::: EXTRACTED RECORDS :::
Issue #557, opened 2018-08-11
Add ability to time requests


gajus:
Add ability to capture timings of every HTTP request state, e.g.

> - `time` - if `true`, the request-response cycle (including all redirects) is timed at millisecond resolution. When set, the following properties are added to the response object:
>   - `elapsedTime` Duration of the entire request/response in milliseconds (*deprecated*).
>   - `responseStartTime` Timestamp when the response began (in Unix Epoch milliseconds) (*deprecated*).
>   - `timingStart` Timestamp of the start of the request (in Unix Epoch milliseconds).
>   - `timings` Contains event timestamps in millisecond resolution relative to `timingStart`. If there were redirects, the properties reflect the timings of the final request in the redirect chain:
>     - `socket` Relative timestamp when the [`http`](https://nodejs.org/api/http.html#http_event_socket) module's `socket` event fires. This happens when the socket is assigned to the request.
>     - `lookup` Relative timestamp when the [`net`](https://nodejs.org/api/net.html#net_event_lookup) module's `lookup` event fires. This happens when the DNS has been resolved.
>     - `connect`: Relative timestamp when the [`net`](https://nodejs.org/api/net.html#net_event_connect) module's `connect` event fires. This happens when the server acknowledges the TCP connection.
>     - `response`: Relative timestamp when the [`http`](https://nodejs.org/api/http.html#http_event_response) module's `response` event fires. This happens when the first bytes are received from the server.
>     - `end`: Relative timestamp when the last bytes of the response are received.
>   - `timingPhases` Contains the durations of each request phase. If there were redirects, the properties reflect the timings of the final request in the redirect chain:
>     - `wait`: Duration of socket initialization (`timings.socket`)
>     - `dns`: Duration of DNS lookup (`timings.lookup` - `timings.socket`)
>     - `tcp`: Duration of TCP connection (`timings.connect` - `timings.socket`)
>     - `firstByte`: Duration of HTTP server response (`timings.response` - `timings.connect`)
>     - `download`: Duration of HTTP download (`timings.end` - `timings.response`)
>     - `total`: Duration entire HTTP round-trip (`timings.end`)

– https://github.com/request/request

szmarczak:
We could use our `timed-out.js` module for that. It already does measurements. Small changes and it should be done.

sindresorhus:
Would be useful. I think @jstewmon wanted something like this too.

jstewmon:
[...]

Issue #559, opened 2018-08-12
Log HTTP client behaviour


gajus:
To begin with, it would be handy to be able to inspect configuration of every HTTP request. I currently do that by wrapping `got` in a helper function that logs whatever the configuration was used to create a request.

Other things that would be useful to log:

* Response meta data (including redirects)
* Whether response was served from cache
* Request cancellation
* Request timeout

If you used something like https://github.com/gajus/roarr, there would be near-0 performance impact when logging is disabled. Logging can be controlled using environment variables.

Happy to contribute an integration.

sindresorhus:
👍 I agree this would be useful. I think `roarr` is a bit heavyweight to include in Got, but how about we just expose a `metadata` event and people can log using whatever they want? We could also log by default using [`util.debuglog()`](https://nodejs.org/api/util.html#util_util_debuglog_section).

gajus:
> I think roarr is a bit heavyweight to include in Got, [..]

I have refactored Roarr into two packages:

* https://github.com/gajus/roarr
* https://github.com/gajus/roarr-cli

Now Roarr logger package is 304K.

Now the bulk of the size comes from `sprintf-js`, which I cannot do much about.

If the intent is to compete with other packages on package size, then this is going to compromise your position.

> but how about we just expose a metadata event and people can log using whatever they want?

This approach works great for applications, but it sucks for modules. I explain the distinction in https://github.com/gajus/roarr#motivation.

tl;dr;

When you have an application which depends on modules that use got, there is no way to enable got logging without digging through node_modules/ and patching the code.

> We could also log by default using util.debuglog().

I like `util.debuglog()`. However, it does not provide structured logs. Modern logging stacks (ELK, Splunk) ingest structured logs (JSON), which allows to implement monitoring/ alerting and even scaling based on log attributes. This is primary reason for using logs in the first place – nowadays debugging is better achieved with `--inspect` anyway.

sindresorhus:
> When you have an application which depends on modules that use got, there is no way to enable got logging without digging through node_modules/ and patching the code.

Environment variable? Alternatively or in addition to, we could have a singleton emitter, that logs for all instances, so you could just `require('got').on('metadata', () => {})` and get logs even when got is used in sub-dependencies.

gajus:
> Environment variable?

Not if you go with the custom event approach. Environment variables can only toggle logging, not configure the hooks.

[...]

PR #561, opened 2018-08-13
events option to facilitate event listener registration

jstewmon:
@sindresorhus I haven't implemented any tests yet. I'd like to get your feedback on the interface / mechanics before proceeding.

Currently, the event context is only accessible from event handlers. It may be more useful if the context is assigned to the request instance returned by a request method, so that it can be accessed outside of an event handler, but I wasn't sure what one might do with it, so I've punted on that for now. Suggestions welcome.

This will facilitate #557. My suggestion for an implementation to address #557 is to create a peer dependency that exports an events configuration that is applied to a got instance (or at request call-site).


jstewmon:
Note: I didn't do anything related to the `retry` event b/c it's essentially a private event. I think it's possible to infer when a retry occurs using the `options` object (since the instance is unique and persistent across request attempts), but it may be more ergonomic to expose the `retry` event.

szmarczak:
I see no sense of this, because you can achieve the same by listening to `instance.on('request', req => { ... })` and `instance.on('response', req => { ... })`.

> My suggestion for an implementation to address #557 is to create a peer dependency that exports an events configuration that is applied to a got instance

IMO there's a better way. I'd implement the timings in  the `timed-out.js` file.

sindresorhus:
I guess this would be more appropriate for solving #559, but even then, I would prefer something simpler, or something simpler in addition to this. People that need to do low-level advanced stuff can already directly listen to the request/response.

sindresorhus:
With this abstraction, users also loose ability to unsubscribe when they're done with an event.

sindresorhus:
If we were to expose something like this, I would prefer just a single firehose event that includes a type attribute to indicate the type of event of the message.

jstewmon:
The set of events is large, but I didn't really consider that to affect the API surface area. Consider that if instead of an object, you called `addListener`, then there's just one new method.

I thought it was worth providing a porcelain interface, so that users would be saved from creating memory leaks if they're using keepAlive and subscribing to socket events.

I also thought it was really convenient to be able to subscribe to an arbitrary event without having to wire up all the intermediate listeners.

> With this abstraction, users also lose ability to unsubscribe when they're done with an event.

I don't know what you mean by this.

> If we were to expose something like this, I would prefer just a single firehose event that includes a type attribute to indicate the type of event of the message.

That's certainly possible, but it will less efficient because we'll have to subscribe to everything and call the user's handler for every event.

sindresorhus:
> users would be saved from creating memory leaks if they're using keepAlive and subscribing to socket events.

> I also thought it was really convenient to be able to subscribe to an arbitrary event without having to wire up all the intermediate listeners.

Those are some good points. I'm warming up to the idea.

Did you consider any other APIs for this? Not saying we should do it differently, just wondering what you considered.

sindresorhus:
>> With this abstraction, users also lose ability to unsubscribe when they're done with an event.

> I don't know what you mean by this.

For example, a user wants to listen to `response.data` events, but only the first 10 events. I don't see any way to unsubscribe to the event after 10 events. Of course there could just be an if-statement that returns early after 10 events, but that means it's doing work when it's not needed.

sindresorhus:
> That's certainly possible, but it will less efficient because we'll have to subscribe to everything and call the user's handler for every event.

I don't imagine anyone would use this in production, but could be useful to get a complete picture of what's happening. You could do `got.on('firehose', console.log);`. Could be an addition to this though.

readme.md
```diff
@@ -287,6 +287,65 @@ See the [AWS section](#aws) for an example.
...
 **Note**: Modifying the `body` is not recommended because the `content-length` header has already been computed and assigned.
 
+###### events
+
+Type: `Object<string, Function[]>`<br>
+Default: `{}`
+
+Events allow listeners to be attached to all events emitted during the request lifecycle. Listeners are subscribed using `on` or `once` according to the known frequency of the event.
+
+The signature for a given listener can be found in the Node.js docs. All listeners will be passed an additional `context` parameter, which is a plain object, that is initialized with an `options` property containing the normalized options for the request.
```
sindresorhus: > The signature for a given listener can be found in the Node.js docs.

Maybe we can link to at least the main events, so it's quicker for people to look it up.

readme.md
```diff
@@ -287,6 +287,65 @@ See the [AWS section](#aws) for an example.
...
+
+Listeners are free to modify the context object. Use Symbol properties to avoid collisions with multiple listeners.
```
sindresorhus: What's the use-case for modifying the context object?

readme.md
```diff
@@ -287,6 +287,65 @@ See the [AWS section](#aws) for an example.
 
 **Note**: Modifying the `body` is not recommended because the `content-length` header has already been computed and assigned.
 
+###### events
+
+Type: `Object<string, Function[]>`<br>
+Default: `{}`
+
+Events allow listeners to be attached to all events emitted during the request lifecycle. Listeners are subscribed using `on` or `once` according to the known frequency of the event.
```
sindresorhus: Can you place everything below here in a `<details>` tag so it won't take up so much space in the readme?

readme.md
sindresorhus: > Use Symbol properties to avoid collisions with multiple listeners.

Can you include an example of this? Not clear how that would look like.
:::
Between the first line of the entries above and the line with "to the request.", both included, copy every line exactly and nothing outside that range.

» **PROBLEM SOLUTION**
Issue #557, opened 2018-08-11
Add ability to time requests


gajus:
Add ability to capture timings of every HTTP request state, e.g.

> - `time` - if `true`, the request-response cycle (including all redirects) is timed at millisecond resolution. When set, the following properties are added to the response object:
>   - `elapsedTime` Duration of the entire request/response in milliseconds (*deprecated*).
>   - `responseStartTime` Timestamp when the response began (in Unix Epoch milliseconds) (*deprecated*).
>   - `timingStart` Timestamp of the start of the request (in Unix Epoch milliseconds).
>   - `timings` Contains event timestamps in millisecond resolution relative to `timingStart`. If there were redirects, the properties reflect the timings of the final request in the redirect chain:
>     - `socket` Relative timestamp when the [`http`](https://nodejs.org/api/http.html#http_event_socket) module's `socket` event fires. This happens when the socket is assigned to the request.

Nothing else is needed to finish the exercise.